Searchable abstracts of presentations at key conferences in endocrinology
Endocrine Abstracts (2012) 28 P255

SFEBES2012 Poster Presentations Pituitary (43 abstracts)

Ipilimumab induced hypophysitis - an evolving clinical entity

Agata Juszczak , Niki Karavitaki & Ashley Grossman


Oxford Centre for Diabetes, Endocrinology and Metabolism, Oxford University Hospitals, Oxford, United Kingdom.
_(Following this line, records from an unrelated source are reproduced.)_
PR #616, opened 2018-08-15
Closes #615: Add debug mode to telemetry.

### LINKED ISSUE #615: Add debug mode to telemetry
It'll be great if we can see the JSON content during local development

cnevinc:
I'm not sure if there's already such a feature, but it'll be great if we can see the output JSON during development.

### DIFF
--- a/components/service/telemetry/src/main/java/org/mozilla/telemetry/storage/FileTelemetryStorage.java
+++ b/components/service/telemetry/src/main/java/org/mozilla/telemetry/storage/FileTelemetryStorage.java
@@ -99,6 +99,10 @@ public class FileTelemetryStorage implements TelemetryStorage {
 
         final String serializedPing = serializer.serialize(ping);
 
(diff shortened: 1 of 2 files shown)


components/service/telemetry/src/main/java/org/mozilla/telemetry/storage/FileTelemetryStorage.java
```diff
@@ -99,6 +99,10 @@ private void storePing(TelemetryPing ping) {
 
         final String serializedPing = serializer.serialize(ping);
 
+        if (configuration.isDebugMode()) {
+            logger.warn(serializedPing, null);
```
csadilek: We should use logger.debug here. It's not a warning, just debugging information :).

csadilek: We should use logger.debug here. It's not a warning, just debugging information :).

PR #623, opened 2018-08-16
Add loadData to Engine

jonalmeida:
Adds loadData support to the Engine.

Defaults system WebView encoding to `UTF-8` (default for Android) and mimeType defaults to `text/html` for parity as well.


components/concept/engine/src/main/java/mozilla/components/concept/engine/EngineSession.kt
```diff
@@ -65,6 +66,11 @@ abstract class EngineSession(
      */
     abstract fun loadUrl(url: String)
 
+    /**
+     * Loads the data with the given mimeType.
+     */
```
csadilek: Let's add `@param` here to document the parameters.

components/browser/session/src/test/java/mozilla/components/browser/session/engine/EngineObserverTest.kt
```diff
@@ -62,6 +68,10 @@ class EngineObserverTest {
                 return emptyMap()
             }
 
+            override fun loadData(data: String, mimeType: String) {
+                // TODO: What do we do here?
```
csadilek: If it's not needed in the test, we can just leave it empty. Did you want to keep that comment?

components/browser/engine-system/src/main/java/mozilla/components/browser/engine/system/SystemEngineSession.kt
```diff
@@ -15,6 +15,7 @@ import java.lang.ref.WeakReference
  */
 class SystemEngineSession : EngineSession() {
     internal var urlToLoad: String? = null
```
csadilek: nit: finding the naming a bit confusing now `urlToLoad` isn't necessarily a URL. Should we rename it? We could also create a data class ScheduledLoad or similar which takes a url, data, and mime type?

csadilek:
@jonalmeida this is another case of a network issue. I will restart the build.

components/browser/session/src/test/java/mozilla/components/browser/session/engine/EngineObserverTest.kt
jonalmeida: This was my second question about testing but I figured it out; forgot to remove this todo. :)

components/browser/engine-system/src/main/java/mozilla/components/browser/engine/system/SystemEngineSession.kt
jonalmeida: I wasn't too keen on my original implementation as well since it reduced the test coverage percentage. The data class sounds like a better idea!

jonalmeida:
After putting up this PR, I realized too late that I missed a couple of things: add SessionUseCase, identify and handling base64 encoded data.

We should be using the GeckoEngine's `loadString` everywhere, except for base64 encoded data that needs to use `loadData`.

We can match what the [`SystemWebView`][1] is doing:
>  The encoding parameter specifies whether the data is base64 or URL encoded. If the data is base64 encoded, the value of the encoding parameter must be 'base64'. 

[1]: https://developer.android.com/reference/android/webkit/WebView#loadData(java.lang.String,%20java.lang.String,%20java.lang.String)

components/browser/engine-system/src/test/java/mozilla/components/browser/engine/system/SystemEngineSessionTest.kt
```diff
@@ -52,6 +53,26 @@ class SystemEngineSessionTest {
...
+        val engineSession = spy(SystemEngineSession())
+        val webView = mock(WebView::class.java)
+
+        engineSession.loadData("<html><body>Hello!</body></html>")
+        verify(webView, never()).loadData(anyString(), eq("text/html"), eq("UTF-8"))
+
+        `when`(engineSession.currentView()).thenReturn(webView)
+
+        engineSession.loadData("<html><body>Hello!</body></html>")
+        verify(webView).loadData(anyString(), eq("text/html"), eq("UTF-8"))
```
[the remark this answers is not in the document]
jonalmeida: We can. I was mainly verifying the mimeType and encoding. I'll fix this though.

components/browser/engine-system/src/main/java/mozilla/components/browser/engine/system/SystemEngineSession.kt
```diff
@@ -14,8 +14,8 @@ import java.lang.ref.WeakReference
  * WebView-based EngineSession implementation.
  */
 class SystemEngineSession : EngineSession() {
-    internal var urlToLoad: String? = null
     internal var view: WeakReference<SystemEngineView>? = null
+    internal var scheduledLoad = ScheduledLoad()
```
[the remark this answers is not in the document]
jonalmeida: I put it as an empty constructed data class to avoid the extra `?` in it's usage which I think would decrease our code coverage:
```kotlin
internalSession.scheduledLoad?.data?.let {
  //...
}
```

I've changed the assignment to make it more explicit:
```kotlin
internal var scheduledLoad = ScheduledLoad(null)
```

PR #628, opened 2018-08-17
Set version to 0.19.1

### LINKED ISSUE #622: `ShiftDrawable$1.onAnimationUpdate`, `performTraversals` uses CPU during idle
Running samples-toolbar, using the Android CPU profiler in instrumented mode, the flame chart shows `onAnimationUpdate` uses a lot of CPU:
screen shot 2018-08-15 at 16 33 58

It uses ~15% of the CPU used during this time which seems like a lot given there are no animations occurring. Other large CPU use during this time is `performTraversals`, which this might be causing (or maybe vice versa!).

csadilek:
Setting the version for our mini sprint to fix #622 .

### DIFF
--- a/build.gradle
+++ b/build.gradle
@@ -26,7 +26,7 @@ buildscript {
 
     // Synchronized library configuration for all modules
     ext.library = [
-        version: '0.19'
+        version: '0.19.1'
     ]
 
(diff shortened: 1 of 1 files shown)


pocmo:
Oh, the label was removed! :)

Issue #508, opened 2018-07-25
Implement tracking protection in SystemEngine


csadilek:
Focus provides support for tracking protecting in WebView: https://github.com/mozilla-mobile/focus-android/blob/master/app/src/webview/java/org/mozilla/focus/webview/TrackingProtectionWebViewClient.java

Our fix for #352 did not include this.

csadilek:
This will be ready today, but moving to the next sprint so we''ll have time to review.

PR #630, opened 2018-08-17
Issue #508: Implement tracking protection in SystemEngine

csadilek:
The meat of the tracking protection logic in Focus is in the URL matching and black/whitelisting logic. I was considering making this an application-level concern, but I think, by default, our components should support tracking protection i.e. if `enableTrackingProtection` is called it should just work without the App having to provide the URL matching functionality.

So, I ported all this logic to Kotlin, refactored it and wrote tests, then added `enable|disableTrackingProtection` to our `SystemEngine`.


csadilek:
@pocmo OK, this is updated now to move the matcher functionality to the system engine.

components/browser/engine-system/build.gradle
```diff
@@ -32,6 +32,7 @@ dependencies {
     implementation project(':support-utils')
 
     implementation "org.jetbrains.kotlin:kotlin-stdlib:${rootProject.ext.dependencies['kotlin']}"
+    implementation "org.jetbrains.kotlinx:kotlinx-coroutines-android:${rootProject.ext.dependencies['coroutines']}"
```
pocmo: I need to update this before #636 lands (or the other way around).

csadilek: Ah OK, I will do it. I will merge #636 and update this.

csadilek:
OK, updated!

Issue #631, opened 2018-08-20
ui-progress: High CPU usage


pocmo:
Follow-up from #622 

* AnimatedProgressBar uses about 15% of CPU when idle
* The animator in ShiftDrawable doesn't seem to stop
* The animator is starting by default even if AnimatedProgressBar is not visible

PR #633, opened 2018-08-20
Issue #631: Reduce CPU usage of ui-progress when idling.

pocmo:
This fixes the high CPU usage when idling. We should still merge #632. However we could land this one in 0.19.1 too because it will help Focus (and potentially Rocket if they want/can switch to the component version of the progress bar).


pocmo:
Some unit tests for the animator start/end calls would be good here. But that's something for 0.20.

PR #642, opened 2018-08-21
Use Android SDK 28

pocmo:
Work in progress.

* [x] Support libraries not final yet: ~28.0.0-rc01~ ~28.0.0-rc02~
* [ ] Robolectric 4.0 (with support for API 28) not final yet: 4.0-alpha-3
* [x] The new support libraries added a bunch of nullable annotations and we need to update some Kotlin code to deal with potential nulls now. I did that for the components code already. But there's still some test code left that needs to be updated.

### DIFF
--- a/components/ui/autocomplete/src/main/java/mozilla/components/ui/autocomplete/InlineAutocompleteEditText.kt
+++ b/components/ui/autocomplete/src/main/java/mozilla/components/ui/autocomplete/InlineAutocompleteEditText.kt
@@ -235,6 +235,10 @@ open class InlineAutocompleteEditText @JvmOverloads constructor(
         resetAutocompleteState()
     }
 
+    override fun getText(): Editable {
+        return super.getText() as Editable
+    }
+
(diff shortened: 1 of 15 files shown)


pocmo:
Also fixed the outstanding tests. Everything should pass again.

components/ui/autocomplete/src/main/java/mozilla/components/ui/autocomplete/InlineAutocompleteEditText.kt
```diff
@@ -118,10 +118,10 @@ open class InlineAutocompleteEditText @JvmOverloads constructor(
     private var discardAutoCompleteResult: Boolean = false
 
     val nonAutocompleteText: String
-        get() = getNonAutocompleteText(text)
+        get() = getNonAutocompleteText(text!!)
```
csadilek: What do you think about adding an override for `getText`? Then, at least, we don't need to add those `!!` everywhere. I understand text can only be null for API < 28 anyway.

```
override fun getText(): Editable {
        return super.getText() as Editable
}
```

Issue #521, opened 2018-07-26
Add support for modifying WebView settings from EngineSession


carolkng:
Currently, the WebView inside the EngineSession is internal, so external applications can't modify the settings on it. I'm not sure how this is implemented in GeckoView.

The Firefox Accounts login page requires Javascript and DOM storage to be enabled, so in order to incorporate EngineView into the component, would it be possible to open up some public methods for those settings?

carolkng:
(At the same time, it would probably be a huge hassle to write those public methods for _all_ the settings, since I'm not familiar with how similar the GeckoView and WebView settings API are)

pocmo:
Is the goal to replace `WebView` with the/an abstract `engine` component?

carolkng:
Yes, the idea is to be able to give an example of how to spawn a configurable Webview/Geckoview with the login page through the engine componeny

pocmo:
Ah, got it! I'll move this into our next sprint and then we can see!

PR #645, opened 2018-08-21
Issue #521: Add support for modifying engine session settings

csadilek:
Only added the settings we wanted to use so far. We'd have to add specific settings as needed. They're all implemented differently in WebView and GeckoView.

Some thoughts:
Do we need this abstraction of `Settings`? I think we need *an* abstraction as consumers and other components interact with our abstract `EngineSession` and we shouldn't leak internals of concrete implementations. Alternatively, we could simply use a `Map<String, Any>` for settings and expose it, but then we'd need to document all possible keys and map them back to the individual implementations. So, decided for this approach instead...

### DIFF
--- a/components/browser/engine-gecko-beta/src/main/java/mozilla/components/browser/engine/gecko/GeckoEngineSession.kt
+++ b/components/browser/engine-gecko-beta/src/main/java/mozilla/components/browser/engine/gecko/GeckoEngineSession.kt
@@ -7,6 +7,7 @@ package mozilla.components.browser.engine.gecko
 import kotlinx.coroutines.experimental.CompletableDeferred
 import kotlinx.coroutines.experimental.runBlocking
 import mozilla.components.concept.engine.EngineSession
+import mozilla.components.concept.engine.Settings
 import org.mozilla.gecko.util.ThreadUtils
 import org.mozilla.geckoview.GeckoRuntime
 import org.mozilla.geckoview.GeckoSession
@@ -18,12 +19,11 @@ import org.mozilla.geckoview.GeckoSessionSettings
  */
 @Suppress("TooManyFunctions")
 class GeckoEngineSession(
-    private val runtime: GeckoRuntime,
+    runtime: GeckoRuntime,
     privateMode: Boolean = false
 ) : EngineSession() {
 
     internal var geckoSession = GeckoSession()
-
     private var initialLoad = true
 
     init {
@@ -120,6 +120,29 @@ class GeckoEngineSession(
     }
 
     /**
+     * See [EngineSession.enableTrackingProtection]
+     */
+    override fun enableTrackingProtection(policy: TrackingProtectionPolicy) {
+        geckoSession.settings.setBoolean(GeckoSessionSettings.USE_TRACKING_PROTECTION, true)
+        notifyObservers { onTrackerBlockingEnabledChange(true) }
+    }
+
+    /**
+     * See [EngineSession.disableTrackingProtection]
+     */
+    override fun disableTrackingProtection() {
+        geckoSession.settings.setBoolean(GeckoSessionSettings.USE_TRACKING_PROTECTION, false)
+        notifyObservers { onTrackerBlockingEnabledChange(false) }
+    }
+
+    /**
+     * See [EngineSession.settings]
+     */
+    override val settings: Settings
+        get() = throw UnsupportedOperationException("""Not supported by this implementation:
+            Use Engine.settings instead""".trimIndent())
+
+    /**
      * NavigationDelegate implementation for forwarding callbacks to observers of the session.
      */
     private fun createNavigationDelegate() = object : GeckoSession.NavigationDelegate {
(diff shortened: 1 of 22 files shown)


components/browser/engine-gecko-beta/src/main/java/mozilla/components/browser/engine/gecko/GeckoEngineSession.kt
```diff
@@ -33,6 +36,29 @@ class GeckoEngineSession(
...
 
+    /**
+     * See [EngineSession.settings]
+     */
+    override val settings: Settings = object : Settings, PrefsHelper.PrefHandlerBase() {
+        val prefs = mutableMapOf<String, Any>()
+        init { PrefsHelper.getPref(DOM_STORAGE_PREF, this) }
+
+        override var javascriptEnabled: Boolean
+            get() = runtime.settings.javaScriptEnabled
```
pocmo: Oh, JavaScript is a runtime setting? GeckoView distinguishes between Runtime and Session settings. Should we do that too?

components/browser/engine-gecko-beta/src/main/java/mozilla/components/browser/engine/gecko/GeckoEngineSession.kt
```diff
@@ -33,6 +36,29 @@ class GeckoEngineSession(
...
+            set(value) { runtime.settings.javaScriptEnabled = value }
+
+        override var domStorageEnabled: Boolean
+            get() = prefs[DOM_STORAGE_PREF] as? Boolean ?: true
+            set(value) {
+                PrefsHelper.setPref(DOM_STORAGE_PREF, value)
+                prefs[DOM_STORAGE_PREF] = value
+            }
```
pocmo: Oh, I didn't know that `PrefsHelper` is exposed. For other things we can use `GeckoSessionSettings` and `GeckoRuntimeSettings`. 

@snorp Is using PrefsHelper okay?

csadilek: @snorp Heh, it *is* part of the public API. Otherwise I wouldn't be able to use it :). But, point taken, I will remove this for now. The type shouldn't be public then, I guess.

snorp: It's difficult to actually give it `package` protection currently because of how the code is organized. We'll get to it some day, I hope.

Only stuff in org.mozilla.geckoview should be considered public, with a couple caveats.

components/browser/engine-gecko-beta/src/main/java/mozilla/components/browser/engine/gecko/GeckoEngineSession.kt
pocmo: Alright!

csadilek:
First update is in which introduces a property delegate for unsupported settings. A setting is unsupported unless a concrete engine provides an implementation. `domStorageEnabled` is now unsupported for GV. We didn't have a use case for it anyway in GV (only for WebView where we had to turn it on). So, this part seems fine.

csadilek:
Wow, custom delegates are not good for code coverage. Seem to cause a bunch of byte code generation.

components/browser/engine-gecko-beta/src/main/java/mozilla/components/browser/engine/gecko/GeckoEngineSession.kt
```diff
@@ -33,6 +31,15 @@ class GeckoEngineSession(
         geckoSession.trackingProtectionDelegate = createTrackingProtectionDelegate()
     }
 
+    /**
+     * See [EngineSession.settings]
+     */
+    override val settings: Settings = object : Settings() {
+        override var javascriptEnabled: Boolean
+            get() = runtime.settings.javaScriptEnabled
+            set(value) { runtime.settings.javaScriptEnabled = value }
```
pocmo: I'm still unsure about modifying a runtime setting from a Session. The API and doc make it look like we are enabling/disabling JavaScript just for this session when in fact we are enabling/disabling for all of them.

csadilek: Agreed. This shouldn't be merged as is. The problem is that for GeckoView this is really an engine setting, but for our system engine, it's a session or view setting. We'd want to stay on the side of GV, but if we move this to engine that it won't work at all for WebView which is where this requirement came from. I have thought of some options we should discuss...

pocmo: @csadilek Couldn't we apply the "SystemEngineRuntimeSetting" to every WebView that we create and emulate the same behavior?

@snorp Is JavaScript really only a runtime option in Gecko or could we also expose this as a session-scoped setting?

csadilek: @pocmo yes that's an update I am working on.   Introduce engine settings and pass along to the session (and view). Then the implementations can decide how to handle it.

csadilek:
Updated to introduce both engine and session settings so that implementations can decide how to implement a specific setting (e.g. javascriptEnabled), and throw exceptions if unsupported.

Issue #499, opened 2018-07-25
Engine: Support private browsing mode


pocmo:
In GeckoView it's just setting a flag. In WebView it's 🔥.

PR #650, opened 2018-08-22
Issue #499: Support private browsing mode

csadilek:
Kept this independent of the settings work after all. Whether or not a session is private should be a direct property of the session rather than a setting, I think.


csadilek:
@pocmo It does already have a default for `createSession` on the interface: https://github.com/mozilla-mobile/android-components/pull/650/files#diff-20a2d5d389d053ecea72232700d2e678R32 or did you mean somewhere else?

pocmo:
@csadilek Oops. Somehow I missed that. This is perfect then. Non-modifiable "settings" as constructor parameters with default values is super nice. :)

Issue #476, opened 2018-07-23
Make long presses on web content observable/consumable


pocmo:
Part of #200.

pocmo:
I think that a long press should be a `Consumable` in Session like `Download`. We could create some class like `LongClick` that contains meta data about what was clicked. Observers can then handle this click and consume the object.

For Focus-parity we need at least the functionality of `HitTarget`:
https://github.com/mozilla-mobile/focus-android/blob/master/app/src/main/java/org/mozilla/focus/web/IWebView.java#L15-L36

We can probably come up with a nicer API than just a bunch of booleans and Strings. However be aware that a `HitTarget` can be multiple things: It can be a link and an image at the same time.

Additionally we can look at the APIs of GeckoView and WebView and see if there's more we can implement or whether one of them (hopefully GeckoView) implements a nicer API that we can mirror.

jonalmeida:
After some investigation I think we can support most of the [HitTestResults][3] that WebView does and do some simple checking in a-c for a few more types:
```kotlin
class HitResult(type: Int) {
    companion object {
        const val NONE_TYPE = 0
        const val IMAGE_TYPE = 1
        const val VIDEO_TYPE = 2
        const val AUDIO_TYPE = 3
        const val SRC_TYPE = 4
        const val IMAGE_SRC_TYPE = 5 
        const val PHONE_TYPE = 6 // URI prepended with 'tel:'
        const val EMAIL_TYPE = 7 // URI prepended with 'mailto:'
        const val GEO_TYPE = 8 // URI prepended with 'geo:'
    }
}
```
I can't find any other multiple types other than image + link, so having a separate `IMAGE_SRC_TYPE` for it seems fair.

For our Gecko implementation, we're given the [basic element types][1] (e.g. img, video, audio), but within the components, we can support more by checking the URI values (e.g. [geo][2]).

In System WebView, we just forward those on.

[1]: https://dxr.mozilla.org/mozilla-central/source/mobile/android/geckoview/src/main/java/org/mozilla/geckoview/GeckoSession.java?q=GeckoSession.java&redirect_type=direct#2039-2043
[2]: https://tools.ietf.org/html/rfc5870
[3]: https://developer.android.com/reference/android/webkit/WebView.HitTestResult

pocmo:
@jonalmeida Sounds great! :)

> WebView also supports long presses on edit texts but I'm not sure what use that is, nor does Gecko provide us with enough information for us to support that type.

[...]

Issue #648, opened 2018-08-22
Convert Strings to URIs at the edge of our apps


severinrudie:
#### Overview
We're working with URIs as strings across a lot of our apps.  Standardizing all of our repos to use one URI implementation, and then parsing strings at the edges of our apps and internally using this URI type would yield benefits.

#### Benefits
- Stricter type safety
- Function signature expressiveness
- Less repetition of parsing and error handling

#### Potential Class Candidates
- android.net.Uri
- java.net.URI - unintuitive interface
- java.net.URL - lots of landmines in the implementation (e.g. #equals makes a blocking network call)
- okhttp3.HttpUrl - doesn't cover our use cases, and library is not used by all of our repos
- Potentially more options?

Internal conversations have pointed to android.net.Uri being the best fit, for the above reasons.

#### Proposed Next Steps
- Finalize decision on which class to standardize around
- Identify files where this change could be made in small steps

pocmo:
Another interesting data point may be all our UrlUtils classes, here for example the one in Focus:
https://github.com/mozilla-mobile/focus-android/blob/master/app/src/main/java/org/mozilla/focus/utils/UrlUtils.java#L23

It would be nice if we could get rid of that and offer this functionality either in a wrapper or as an extension function on what we'd pick.

pocmo:
WebView internally uses `Uri` too, like here in WebResourceRequest:
https://developer.android.com/reference/android/webkit/WebResourceRequest

Baron-Severin:
The more I look at this the more I think `Uri` with some extension functions is the way to go.  I don't think we have enough custom behavior to even make a wrapper worth the effort.

NotWoods:
Reviving this conversation. If we want to converge on `Uri` let's ask contributors to help convert internal functions to use it instead of `String`. Should I open an issue for this?

pocmo:
Looking through old issues and closing them if they are not applicable anymore.

This is still interesting, but not something we will look at anytime soon, I think.

PR #659, opened 2018-08-24
Issue #476: Add long press support as observable

jonalmeida:


jonalmeida:
My take away from this PR is: don't try to mock static inner classes with PowerMock via Robolectric.

jonalmeida:
I need to add more tests.

components/browser/engine-gecko-beta/src/main/java/mozilla/components/browser/engine/gecko/GeckoEngineSession.kt
```diff
@@ -224,6 +229,69 @@ class GeckoEngineSession(
...
+                    elementSrc?.let {
+                        when {
+                            it.isPhone() -> notifyObservers { onLongPress(HitResult.PHONE(it)) }
+                            it.isEmail() -> notifyObservers { onLongPress(HitResult.EMAIL(it)) }
+                            it.isGeoLocation() -> notifyObservers { onLongPress(HitResult.GEO(it)) }
+                            else -> notifyObservers { onLongPress(HitResult.UNKNOWN(it)) }
+                        }
+                    } ?: notifyObservers { onLongPress(HitResult.UNKNOWN("")) }
+                }
+            }
```
pocmo: It looks like all branches call `notifyObservers { onLongPress(...) }` so I wonder if you could make the `when` statement return the HitResult and then call notifyObservers ... with that.

components/browser/engine-gecko-beta/src/main/java/mozilla/components/browser/engine/gecko/GeckoEngineSession.kt
```diff
@@ -224,6 +229,69 @@ class GeckoEngineSession(
...
+            uri: String?,
+            elementType: Int,
+            elementSrc: String?
+        ) {
+            when (elementType) {
+                ELEMENT_TYPE_AUDIO ->
+                    elementSrc?.let {
+                        notifyObservers { onLongPress(HitResult.AUDIO(it)) }
+                    }
+                GeckoSession.ContentDelegate.ELEMENT_TYPE_VIDEO ->
```
csadilek: nit: formatting: ELEMENT_TYPE_VIDEO is fully qualified, the others aren't.

components/browser/engine-gecko-beta/src/main/java/mozilla/components/browser/engine/gecko/GeckoEngineSession.kt
```diff
@@ -236,4 +304,10 @@ class GeckoEngineSession(
         internal const val MOZ_NULL_PRINCIPAL = "moz-nullprincipal:"
         internal const val ABOUT_BLANK = "about:blank"
     }
+
+    fun String.isPhone(): Boolean = contains("tel:", true)
```
csadilek: Nice, let's move these to our support-ktx module as standard string extensions? Seems like they could come in handy.

components/browser/engine-system/src/main/java/mozilla/components/browser/engine/system/SystemEngineView.kt
```diff
@@ -147,6 +162,51 @@ class SystemEngineView @JvmOverloads constructor(
         }
     }
 
+    internal fun handleLongClick(type: Int, extra: String): Boolean {
+        return when (type) {
+            EMAIL_TYPE -> {
```
csadilek: nit: We could simplify this by creating a `mapOf(EMAIL_TYPE to HitResult.EMAIL, GEO_TYPE to HitResult.GEO.....)`. Then we can handle all these cases at once with a map lookup.

components/browser/engine-gecko-beta/src/main/java/mozilla/components/browser/engine/gecko/GeckoEngineSession.kt
jonalmeida: I kept in here so that it wouldn't show up for all Strings outside this class. I don't think it makes sense for all strings to have an `isPhone`. I know extension functions don't add any overhead to the class since they're static methods really, but it seems misleading.

When we have a URI class (see #648) these exts should go there.

csadilek: Right, that's fair. I just wasn't sure if having a String ext function for single use makes sense...

csadilek: OTOH, our String extension also has an `isUrl` function. So, `isPhone` etc. would seem to fit there. The Strings wouldn't have a `isPhone` function unless `mozilla.components.support.ktx.kotlin.isPhone` is imported. So, it wouldn't show up for Strings by default. Anyways, don't feel strongly here, just a suggestion :).

jonalmeida: > The Strings wouldn't have a isPhone function unless `mozilla.components.support.ktx.kotlin.isPhone` is imported.

Oh, that's a good point! I'll move it there then.

jonalmeida:
Squashed! I'll merge it when the CI build is complete.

Introduction: Ipilimumab (Yervoy, BMS) is a human monoclonal antibody increasingly used in oncology. It targets cytotoxic T lymphocytes antigen 4 (CTLA-4) promoting their proliferation and augmenting an anti-tumour response. It is licensed for the treatment of unresectable or metastatic melanoma and multiple clinical trials using this medication for other malignancies are ongoing. Ipilimumab related adverse reactions are mainly autoimmune and occur in 61% of patients, of which 7.6% involve endocrinopathies. Case report A 54 year-old man presented to the oncology clinic with headaches and severe lethargy following third course of ipilimumab for recurrent metastatic melanoma. He had been previously treated with local wide excision and chemotherapy, which failed to control the disease. He did not have other co-morbidities. As metastatic brain disease was suspected, an MRI scan was arranged, which showed a pituitary oedema consistent with hypophysitis. Investigations demonstrated anterior pan-hypopituitarism (morning serum cortisol 10 nmol/l, testosterone <4 nmol/l with low normal LH and FSH, TSH < 0.01 mU/L, fT4 9.4 pmol/L). There was no diabetes insipidus. He was started on dexamethasone, L-thyroxine and testosterone replacement with rapid resolution of his symptoms. The dose of dexamethasone was gradually decreased and replaced with hydrocortisone 10/5/5 mg. A repeat MRI scan is planned for three months’ time.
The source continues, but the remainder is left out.